How to complete this task - Those lines of the records that contain "functions" are to be located and copied.

*** Data extracts Section Begins ***

PR #415, opened 2016-06-10
Add cache purges for updates, deletes

rowanbeentje:
I've had this sitting around for ages, kept meaning to write tests.  I think as we discussed none of the api stuff is currently tested, which I thought was fine – I could set up some basic mocks, etc – but there's not even a setup to mock `fetch()`es on this project so I've given up on that front :)

Tried to follow the rest of the file's es6 approach - yes to template strings and promises, no to arrow functions?


matthew-andrews:
arrow functions are totally allowed now

server/lib/api-v3.js
```diff
@@ -51,11 +55,37 @@ function update(id, opts) {
...
+		})
+		.then(function(res) {
+			if (res.ok) {
+				if (opts.verbose) {
+					logger.info(`event=PURGED uuid=${id}`);
+				}
+			} else {
+				logger.info(`event=PURGE_FAILED uuid=${id}`);
+			}
+			return !!res.ok;
```
matthew-andrews: feel [oddly qualified](https://github.com/whatwg/fetch/issues/18#issuecomment-71345650) to say that `.ok` is a boolean so `!!` is unnecessary 🙃

matthew-andrews:
one stylistic comment but really it's good to go.  merge at will.  💚

rowanbeentje:
I'll leave it for someone else to merge next week as now's probably the wrong time :D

*** Data extracts Section Ends ***

Response to this exercise -
Tried to follow the rest of the file's es6 approach - yes to template strings and promises, no to arrow functions?
arrow functions are totally allowed now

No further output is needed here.